背景:犬は「人の気持ちがわかる」動物とされてきた
犬と狼は、もとをたどれば同じ祖先から枝分かれした近い親戚です。そして長らく、「犬は人間と一緒に暮らすうちに、人の合図を読む能力を進化させた」というのが定説でした。指を差せば犬はその方向を見る。視線の先を追う。飼い主の機嫌をうかがう。こうした行動は、人間社会に適応した家畜化(ドメスティケーション)の賜物であり、野生の狼にはできない芸当だと考えられてきたのです。
この「家畜化が人間理解の鍵」という説には、有名な裏付けもあります。犬と狼の遺伝的な違いを調べると、犬には人間でいうウィリアムズ症候群※に関わる遺伝子領域に特徴があることがわかってきました。人間の場合、この症候群を持つ人はとても社交的で人なつっこく、見知らぬ相手にも警戒心が薄いという傾向があるとされます。「犬はいわば、人間に対して極端にフレンドリーに振る舞うよう選抜されてきた動物」というわけです。
※ ウィリアムズ症候群(Williams-Beuren症候群):特定の遺伝子が欠けることで生じる先天性の症候群。きわめて社交的で親しみやすい性格を示すことが知られている。犬の人なつっこさとの関連が研究で指摘されているが、あくまで仮説の段階。

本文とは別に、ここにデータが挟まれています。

PR #1244, opened 2026-08-02
Introduce a shared Type interface for Typedef (Concrete, Union)

apiology:
## Summary

This branch's base, castwide/solargraph#1204, gives `Typedef::Type` and `Typedef::Typeset` no shared ancestor — they're unrelated classes that happen to implement overlapping method names by convention. A call site that needs to accept "any kind of type value" has to enumerate both, and a new kind (an intersection, a type alias) means touching every one of those call sites by hand.

This PR adds `Solargraph::Type`, an abstract interface (`@!method` stubs) both implement, hoisted to the top level so `@return [Type]` needs no `Typedef::` prefix anywhere in the app. It also splits `Typedef::Typeset` into an abstract composite base plus a concrete `Union`, since "a set of types" doesn't say *how* the elements combine — that ambiguity matters once a second composite (intersection) exists.

```
Solargraph::Type
│
├── Typedef::Concrete            leaf: runtime class with optional
│     type parameters, e.g. String, Array<Integer>
│     └── Typedef::Tuple         (A, B) not [A, B]
│
├── Typedef::Typeset             abstract composite base
│     ├── Typedef::Union         ANY element (OR)
│     └── Typedef::Intersection  ALL elements (AND)  (planned,
│                                              castwide/solargraph#1231)
│
├── Typedef::Alias                                   (planned)
│     a named RBS type alias, lazily expanded
│
├── Typedef::Undefined                                (planned)
└── Typedef::Bottom                                    (planned,
                                              castwide/solargraph#1277)
```

Aggregation-ambiguous predicates (`generic?`) are split into explicit `any_generic?`/`all_generic?` rather than one method silently picking a reduction — a real inconsistency in the old `ComplexType` system (an `Intersection` there picked `any?` for `generic?` but `all?` for `rooted?`, with nothing forcing that choice to be deliberate) motivated this.

## Test plan

- `bundle exec rspec`: 1799 examples, 1 pre-existing failure (environmental — RBS core reports `Array`'s generic parameter as `E`, not `Elem`), 69 pending — matches this branch's own baseline
- `SOLARGRAPH_ASSERTS=on bundle exec solargraph typecheck --level strong`: 762 problems in 117 of 274 files — matches baseline exactly


apiology:
@castwide Ready for review - this one, the typedef changes, and the intersection/union/grouping changes are likely to conflict against each other - may be worth deciding in advance which order they go in and rebase in merge order in advance

castwide:
I'm tempted to let #1204 supersede this PR altogether. The eventual goal is to deprecate `ComplexType`. Changes that fix current bugs and improve functionality are fine, with the caveat the changes will need to be ported to `Typedef`. Large architectural changes are probably not worth the risk of unexpected side effects.

lib/solargraph/shell.rb
```diff
@@ -43,7 +43,7 @@ def socket
         end
         # @sg-ignore Wrong argument type for Backport.prepare_tcp_server: adapter expected Backport::Adapter, received Module<Solargraph::LanguageServer::Transport::Adapter>
         Backport.prepare_tcp_server host: options[:host], port: port, adapter: Solargraph::LanguageServer::Transport::Adapter
-        $stderr.puts "Solargraph is listening PORT=#{port} PID=#{Process.pid}"
+        warn "Solargraph is listening PORT=#{port} PID=#{Process.pid}"
```
castwide: The language server should always emit this line regardless of the log level. Clients need it to connect after it starts.

lib/solargraph/shell.rb
```diff
@@ -60,7 +60,7 @@ def stdio
         end
         # @sg-ignore Wrong argument type for Backport.prepare_stdio_server: adapter expected Backport::Adapter, received Module<Solargraph::LanguageServer::Transport::Adapter>
         Backport.prepare_stdio_server adapter: Solargraph::LanguageServer::Transport::Adapter
-        $stderr.puts "Solargraph is listening on stdio PID=#{Process.pid}"
+        warn "Solargraph is listening on stdio PID=#{Process.pid}"
```
castwide: See R46.

apiology:
> I'm tempted to let #1204 supersede this PR altogether. The eventual goal is to deprecate `ComplexType`. Changes that fix current bugs and improve functionality are fine, with the caveat the changes will need to be ported to `Typedef`. Large architectural changes are probably not worth the risk of unexpected side effects.

@castwide: Sounds good.  I went ahead and rebased this on top of #1204.  You can probably ignore the code for now and instead focus on the diagram in the PR description - would love to get on the same page on names and hierarchy.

もう少し詳しく:問われたのは「育ち」だったのかもしれない
今回の話のポイントは、「フレンドリーであること」と「賢いこと」は別物だ、という視点です。犬は人間に好かれるよう、警戒心が薄く愛想のいい方向へ選抜されてきました。ただ、その過程で問題解決能力や自分で考える力は、狼ほどには磨かれなかった可能性がある。言い換えると、犬は人間に頼ることを覚えた代わりに、自力で答えを探す力を少し手放したのかもしれない、という見方です。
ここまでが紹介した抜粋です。